When a line below holds the string "waits", show that line.

[Records from a data collection]
○ ○ ○ ○

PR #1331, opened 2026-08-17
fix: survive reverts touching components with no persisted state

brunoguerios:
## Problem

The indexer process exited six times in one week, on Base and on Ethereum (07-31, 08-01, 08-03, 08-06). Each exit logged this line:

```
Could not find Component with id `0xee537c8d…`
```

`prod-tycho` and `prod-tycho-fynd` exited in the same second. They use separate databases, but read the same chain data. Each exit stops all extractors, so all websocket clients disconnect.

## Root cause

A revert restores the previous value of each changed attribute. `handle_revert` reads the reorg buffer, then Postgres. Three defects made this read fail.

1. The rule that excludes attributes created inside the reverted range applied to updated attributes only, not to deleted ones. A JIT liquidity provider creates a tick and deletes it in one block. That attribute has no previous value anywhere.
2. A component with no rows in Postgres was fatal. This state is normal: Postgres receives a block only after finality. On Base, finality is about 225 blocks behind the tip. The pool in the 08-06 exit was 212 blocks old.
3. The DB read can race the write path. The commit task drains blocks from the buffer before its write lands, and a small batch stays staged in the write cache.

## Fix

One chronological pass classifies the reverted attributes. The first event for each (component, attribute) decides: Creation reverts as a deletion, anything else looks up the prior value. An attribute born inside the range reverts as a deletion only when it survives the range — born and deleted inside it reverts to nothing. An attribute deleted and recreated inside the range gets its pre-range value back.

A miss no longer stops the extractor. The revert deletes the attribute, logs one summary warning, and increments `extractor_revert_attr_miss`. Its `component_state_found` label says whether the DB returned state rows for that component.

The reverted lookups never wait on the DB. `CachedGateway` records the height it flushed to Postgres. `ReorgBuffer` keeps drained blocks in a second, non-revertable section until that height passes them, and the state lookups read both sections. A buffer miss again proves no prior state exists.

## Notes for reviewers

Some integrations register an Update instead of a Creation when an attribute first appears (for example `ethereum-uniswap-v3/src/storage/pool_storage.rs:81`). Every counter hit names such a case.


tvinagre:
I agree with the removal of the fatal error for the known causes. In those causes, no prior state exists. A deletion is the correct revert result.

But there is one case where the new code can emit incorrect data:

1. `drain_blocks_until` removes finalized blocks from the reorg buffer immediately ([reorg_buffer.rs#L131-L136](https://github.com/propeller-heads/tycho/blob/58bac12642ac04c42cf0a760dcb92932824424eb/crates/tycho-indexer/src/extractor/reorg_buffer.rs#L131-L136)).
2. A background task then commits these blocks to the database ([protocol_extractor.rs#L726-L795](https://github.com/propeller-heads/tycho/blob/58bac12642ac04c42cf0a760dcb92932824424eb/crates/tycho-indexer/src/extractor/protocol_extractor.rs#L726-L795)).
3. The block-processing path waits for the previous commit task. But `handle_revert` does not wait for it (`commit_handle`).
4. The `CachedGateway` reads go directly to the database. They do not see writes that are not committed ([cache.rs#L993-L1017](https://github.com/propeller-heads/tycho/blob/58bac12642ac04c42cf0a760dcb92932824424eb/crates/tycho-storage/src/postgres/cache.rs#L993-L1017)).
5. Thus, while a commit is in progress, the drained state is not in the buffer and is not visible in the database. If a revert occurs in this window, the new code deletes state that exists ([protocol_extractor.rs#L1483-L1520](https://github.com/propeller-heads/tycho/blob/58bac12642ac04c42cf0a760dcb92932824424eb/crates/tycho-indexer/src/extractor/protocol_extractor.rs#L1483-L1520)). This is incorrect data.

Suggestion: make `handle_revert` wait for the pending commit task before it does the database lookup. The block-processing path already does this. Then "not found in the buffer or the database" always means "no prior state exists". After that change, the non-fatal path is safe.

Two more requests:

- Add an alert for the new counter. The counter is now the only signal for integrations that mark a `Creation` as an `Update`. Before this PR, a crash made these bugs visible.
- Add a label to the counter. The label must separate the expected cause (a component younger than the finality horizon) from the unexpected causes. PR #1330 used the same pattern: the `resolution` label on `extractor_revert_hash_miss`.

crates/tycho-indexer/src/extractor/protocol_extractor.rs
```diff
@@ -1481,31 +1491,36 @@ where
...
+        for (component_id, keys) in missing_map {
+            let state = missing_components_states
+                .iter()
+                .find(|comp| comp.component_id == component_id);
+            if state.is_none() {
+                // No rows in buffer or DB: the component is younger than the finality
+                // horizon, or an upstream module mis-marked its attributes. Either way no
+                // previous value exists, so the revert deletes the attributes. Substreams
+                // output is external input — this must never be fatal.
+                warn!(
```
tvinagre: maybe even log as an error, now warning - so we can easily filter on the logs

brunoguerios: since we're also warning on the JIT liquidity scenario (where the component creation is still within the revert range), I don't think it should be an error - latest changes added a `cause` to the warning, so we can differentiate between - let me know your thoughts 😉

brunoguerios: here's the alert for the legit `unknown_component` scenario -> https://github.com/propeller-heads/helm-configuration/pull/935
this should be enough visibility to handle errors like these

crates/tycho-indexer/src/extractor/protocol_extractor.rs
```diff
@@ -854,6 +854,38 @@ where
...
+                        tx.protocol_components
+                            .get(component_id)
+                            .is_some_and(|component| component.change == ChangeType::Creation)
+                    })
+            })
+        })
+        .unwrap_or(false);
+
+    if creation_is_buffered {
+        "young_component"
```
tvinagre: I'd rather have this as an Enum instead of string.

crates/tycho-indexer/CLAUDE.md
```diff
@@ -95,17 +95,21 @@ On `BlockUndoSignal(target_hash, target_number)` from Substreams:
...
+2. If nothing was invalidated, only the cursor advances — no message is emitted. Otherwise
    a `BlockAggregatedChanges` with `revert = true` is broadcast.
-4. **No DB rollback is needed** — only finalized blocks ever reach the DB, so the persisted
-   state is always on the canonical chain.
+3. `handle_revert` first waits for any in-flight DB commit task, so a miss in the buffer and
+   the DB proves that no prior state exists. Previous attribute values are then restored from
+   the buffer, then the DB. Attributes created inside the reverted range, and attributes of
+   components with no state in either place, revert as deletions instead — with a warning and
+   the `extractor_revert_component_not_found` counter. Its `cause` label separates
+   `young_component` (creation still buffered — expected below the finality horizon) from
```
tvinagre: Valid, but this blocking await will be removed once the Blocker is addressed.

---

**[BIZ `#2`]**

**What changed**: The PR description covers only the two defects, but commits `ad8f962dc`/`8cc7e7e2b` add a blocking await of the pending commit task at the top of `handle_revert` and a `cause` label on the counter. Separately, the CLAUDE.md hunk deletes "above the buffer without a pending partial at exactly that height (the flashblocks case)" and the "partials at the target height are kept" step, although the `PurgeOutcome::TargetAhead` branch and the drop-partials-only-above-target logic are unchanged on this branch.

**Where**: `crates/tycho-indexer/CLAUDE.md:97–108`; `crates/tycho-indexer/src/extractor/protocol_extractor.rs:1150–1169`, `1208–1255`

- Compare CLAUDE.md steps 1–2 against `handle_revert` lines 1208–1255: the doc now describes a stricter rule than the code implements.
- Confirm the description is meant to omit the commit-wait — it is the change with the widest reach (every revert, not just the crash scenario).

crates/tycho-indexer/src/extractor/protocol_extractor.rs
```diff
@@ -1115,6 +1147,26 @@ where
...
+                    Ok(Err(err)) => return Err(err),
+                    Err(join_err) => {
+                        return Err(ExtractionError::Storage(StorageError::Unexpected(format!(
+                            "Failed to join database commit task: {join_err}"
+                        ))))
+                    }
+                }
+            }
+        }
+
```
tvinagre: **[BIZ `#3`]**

○ ○ ○ ○

**Exercise response**
3. The block-processing path waits for the previous commit task. But `handle_revert` does not wait for it (`commit_handle`).
+3. `handle_revert` first waits for any in-flight DB commit task, so a miss in the buffer and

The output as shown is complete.